Number 4 was my favourite.
I was chatting to the guy that did it (if your reading this; thanks for the Windelov mate. Hope the Bolbitis grows well for you. and get in touch when your in London.) and a few others and they all had a really good attitude about their placements.

@Paulo - number 10 was close for me too, but as it had a non aquatic* in it made it easier for me to choose 4 as a favourite.  (Ophiopogon sp. \ mondo grass )

I also really liked the emmersed one and Luis' a lot.


----------



## ghostsword (29 Mar 2011)

Yeah, number 4 was really good, I really like it. Number 10 was outstanding, and the guy made it so quickly from ready pots, I think that he used close to 25 pots on it. 

We need more UK guys going there and competing, getting the "neck" out there. 

You are right, Edis tank was outstanding, maybe the best tank on the whole show, a true artist. Yours was nice, and if you want to sell it I will pay good money for it, but Edis's was just spectacular.


----------



## a1Matt (29 Mar 2011)

I was wondering how many pots he used.
I think Ed's tank was best on show, but either way it was close.  Both world class scapes.

I'm not selling my tank, but am honoured you'd like to buy it 
I am going to put co2 on it (first time using co2 in 2 or 3 years for me) and keep it going for a while as it is.
Will then probably take off co2 after that, and swap the HC for a moss.


----------



## LondonDragon (29 Mar 2011)

a1Matt said:
			
		

> and swap the HC for a moss.


Fissidens carpet would work, and only trimming once a year necessary lol


----------



## a1Matt (29 Mar 2011)

Good call.
Would be a suitable home for my Fissidens geppi.


----------



## Piece-of-fish (30 Mar 2011)

Well done Luis and thanks for posting all entrants.
Do not be disappointed as public cant read art   
Its top 5 work for me also


----------



## ghostsword (30 Mar 2011)

Thanks.

On my Flickr page there are close to 300 photos of vivarium, go have a look. Or search for vivarium 2011 on Flickr, I tagged the photos.


Sent from my iPhone using Tapatalk!


----------



## CyrielB (31 Mar 2011)

Tank number 4 is made by Janneke (That nice girl) and myself. She gave it the right touch


----------



## Steve Smith (31 Mar 2011)

It was one of my favourites in the contest, well done!


----------



## CyrielB (31 Mar 2011)

Thanks !!


----------



## nayr88 (4 Apr 2011)

4 is a stunning tank, well done

Luis you tank looked brilliant, I was ment to mention to you on twitter(yes I'm following you) haha , also reading you blog, quite a good read , and I hate blogging!

Obrigado


----------



## ghostsword (4 Apr 2011)

nayr88 said:
			
		

> 4 is a stunning tank, well done
> 
> Luis you tank looked brilliant, I was ment to mention to you on twitter(yes I'm following you) haha , also reading you blog, quite a good read , and I hate blogging!
> 
> Obrigado



Thanks mate.

The tank was nice, I did enjoy putting it together, and it was great fun taking part.
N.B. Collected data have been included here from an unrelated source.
PR #39, opened 2018-10-16
Report cluster status

legionus:
The resource is created in the same space in accordance with the [issue](https://jira.coreos.com/browse/NE-92): `The OperatorStatus should have the same name and namespace as the corresponding operator`.


pkg/operator/operatorstatus.go
```diff
@@ -0,0 +1,95 @@
...
+					Type:               osapi.OperatorProgressing,
+					Status:             osapi.ConditionUnknown,
+					LastTransitionTime: metaapi.Now(),
+				},
+				{
+					Type:               osapi.OperatorFailing,
+					Status:             osapi.ConditionUnknown,
+					LastTransitionTime: metaapi.Now(),
+				},
+			}
```
bparees: isn't this going to reset all the conditions that aren't being explicitly set?

we should only initialize conditions to unknown if 
1) they aren't set already and
2) we're not setting them now

pkg/operator/handler.go
```diff
@@ -295,8 +311,10 @@ func (h *Handler) Handle(ctx context.Context, event sdk.Event) error {
 		}
 
 		if cr.Spec.Replicas == o.Status.ReadyReplicas {
+			h.operatorStatus(osapi.OperatorAvailable, osapi.ConditionTrue, "")
```
bparees: shouldn't we report available as long as there's at least 1 replica up?

pkg/operator/operatorstatus.go
bparees: oh nm, i see this is only if we didn't find the clusteroperator object.

pkg/operator/operatorstatus.go
```diff
@@ -0,0 +1,95 @@
...
+				Type:               condtype,
+				Status:             status,
+				Message:            msg,
+				LastTransitionTime: metaapi.Now(),
+			})
+
+			return sdk.Create(state)
+		}
+
+		updateOperatorCondition(state, &osapi.ClusterOperatorStatusCondition{
```
bparees: not using the return value of `modified` to avoid an unnecessary update?

deploy/02-rbac.yaml
```diff
@@ -77,6 +77,14 @@ rules:
   - routes/custom-host
   verbs:
   - "*"
+- apiGroups:
+  - operatorstatus.openshift.io
+  resources:
+  - operatorstatuses
```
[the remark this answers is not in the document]
legionus: also after this PR we will need  the `cluster-version-operator` to be installed. This operator should create a CRD for `ClusterOperator`.

pkg/operator/handler.go
legionus: I think we shouldn't, since our resource asked for more relicas.

legionus:
@bparees comments addressed.

pkg/operator/operatorstatus.go
legionus: When we have no information and we only create a resource, the lack of status is equivalent to `unknown`. It seemed to me useful to show that we will set all the statuses. Also in this way, I hardcode a position in the array (although this is not important).

deploy/02-rbac.yaml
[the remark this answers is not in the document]
bparees: No it should not.  We are not responsible for creating that CRD.  Our operator gets installed *by* the cluster version operator, so the CRD will be there.

If it is not, we should simply fail to update the status until the api is there.  (but this should really never be the case).

pkg/operator/operatorstatus.go
bparees: yeah, this is fine.  It originally looked to me like you were always resetting the statuses, but I see now you're just initializing them the first time.

deploy/02-rbac.yaml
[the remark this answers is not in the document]
legionus: @bparees I mean for testing.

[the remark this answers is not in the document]
bparees: got it, yes you'll have to manually install the CRD unless you use the openshift installer itself to setup the cluster.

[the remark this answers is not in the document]
legionus: Yep. The fact is that the `cluster-version-operator` does not have a CRD in the form of a static file.

legionus:
Good job, CI.
```
2018/10/17 15:22:04 Ran for 0s
error: could not resolve inputs: could not determine inputs for step [input:root]: could not resolve base image: Get https://api.ci.openshift.org/apis/image.openshift.io/v1/namespaces/openshift/imagestreamtags/release:golang-1.10: EOF
```
/retest

legionus:
Good job, CI (ci/prow/e2e-aws)
```
2018/10/17 15:30:24 Ran for 8m15s
error: could not run steps: could not copy stable imagestreamtag: Timeout: request did not complete within allowed duration
```

pkg/operator/handler.go
bparees: It's available.  This would be a case where setting "Progressing=true" might make sense.

Available=true  (the registry is available, you can access it).  Available does not mean "matches your desired state", only that it's accessible.

Progressing=true (we are still in the process of applying your desired configuration to the registry).

Progressing should also be set to true when there is a deployment in progress for any reason.  When the deployment is complete, Progressing would be set to false.

pkg/operator/handler.go
```diff
@@ -315,6 +315,10 @@ func (h *Handler) Handle(ctx context.Context, event sdk.Event) error {
 			if errOp != nil {
 				logrus.Errorf("unable to update cluster status to %s=%s: %s", osapi.OperatorAvailable, osapi.ConditionTrue, errOp)
 			}
+			errOp = h.operatorStatusVersion(cr.Spec.Version)
+			if errOp != nil {
+				logrus.Errorf("unable to update cluster status version to %s: %s", cr.Spec.Version, errOp)
+			}
```
bparees: this seems like a strange place to be setting this value from.

Fundamentally we should just be asserting ClusterOperator's version any time we process a cr event.  (obviously if it hasn't changed, no update is needed).

pkg/operator/handler.go
bparees: @legionus tagging you in this thread just to make sure it's not missed since it's a comment on an obsolete commit.

pkg/operator/handler.go
legionus: @bparees I added this because of this paragraph (from the https://jira.coreos.com/browse/NE-92):
```
The operator must set Version to its version string (e.g., "v1.2.3"). The update payload will specify a manifest for the operator. CVO sees the version specified by the update payload and will wait until the operator reports the same version.
```
My understanding of this is that we must expose the version of the registry resource that we were asked to do. Operator version does not change. The version of the image-registry operator does not change as we do not update ourselves. Therefore, this cannot be a version of the operator itself.

I indicate the custom resource version when I succeeded. Up to this point, the previous version is working.

dmage: My understanding that it should be the version of our operator so that CVO can know that the operator's upgrade was successful. But the thing that I don't understand is how CVO will know which version it should expect to see.

bparees: not sure either. @jwforres any idea where the CVO gets our operators version from?  Or where our operator is supposed to get its version from?

I don't know if that level of status checking is wired up yet.

@legionus for now just hard code it something (`v0.0.1`) and leave a TODO for us to come back to it.  My primary concern for demos on wednesday is that we are creating the ClusterOperator object and setting some basic values in it.  As I said in my email and this morning, getting to the final implementation specifics will be an iterative process.

jwforres: I believe you want to put your version onto your ClusterOperator's status.version, on my 4.0 cluster from yesterday there are several ClusterOperator instances being created now and they all report this there

cc @abhinavdahiya

bparees: yeah this came up at lunch and basically:

1) the version value is entirely up to us.  at some point i'd like it to be based in part on the git commit, but for now, just hardcode it and let's move on.

2) the CVO (or whatever is consuming the ClusterOperator values) has no way to know what the value is supposed to be.  Whether it ever will is unclear, but again, for now, just set it to something and move on.

legionus:
@bparees @dmage comments addressed. please review again.

pkg/operator/handler.go
```diff
@@ -348,10 +391,24 @@ func (h *Handler) Handle(ctx context.Context, event sdk.Event) error {
 				conditionResourceApply(o, operatorapi.ConditionFalse, fmt.Sprintf("unable to remove objects: %s", err), &statusChanged)
 			}
 		case operatorapi.Managed:
+			errOp := h.operatorStatus(osapi.OperatorProgressing, osapi.ConditionTrue, "registry server is in the process of deployment")
+			if errOp != nil {
+				logrus.Errorf("unable to update cluster status to %s=%s: %s", osapi.OperatorProgressing, osapi.ConditionFalse, errOp)
+			}
```
bparees: @legionus I think this will need a follow up.  consider the case where we're doing a relist:  

we see the registryresource
we set the condition to progressing=true
we "apply changes" but there are no changes, so no deployment is triggered
we will not get a deployment update event to trigger us to set progressing=false (until the relist for deployments occurs).

So really we should not be setting "progressing=true" if we are not actually triggering a deployment.

again i'm going to mark this lgtm so we can move forward, but please plan to follow up on this (unless i've missed something).

bparees:
@gabemontero fyi this is the registry operator status you'll need for your demo.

It was also the first time I used the black rocks, and was pleased with their look. 

Maybe next year we have more people from the UK trying the Qube contest, or even the live scapping? 


.


----------



## Ekennaj (4 Apr 2011)

Live scapping contest was really great this year, competition was high. And the buying/trading looked fun to do.
@ghostsword, couldn't believe you where on the 8th place with your scape. Would given it more credits.


----------



## ghostsword (4 Apr 2011)

Maybe next year a UK team can enter, that would be fun to see.  

Ending up at 8th place was hard to understand, but the public voted, and there were really nice tanks on show. 

Tank number 4 was really good, and so was the winner, tank number 7.


----------



## nayr88 (4 Apr 2011)

Yours was top 3 alllll day, some of the other tanks IMO where ermmm pretty pants


----------



## ghostsword (5 Apr 2011)

nayr88 said:
			
		

> Yours was top 3 alllll day, some of the other tanks IMO where ermmm pretty pants


Thanks mate. 

The good thing was that it was fun and a learning experience.

The guy that did tank number 10, you should have seen how quickly he did it, used 25 pots of glosso but it was all done in less than two hours. I will have to try that! 




.


----------



## LondonDragon (5 Apr 2011)

ghostsword said:
			
		

> The guy that did tank number 10, you should have seen how quickly he did it, used 25 pots of glosso but it was all done in less than two hours. I will have to try that! .


Reminds me of Matts pico too, 4 pots of HC and full carpet after 30 minutes planting hehe


----------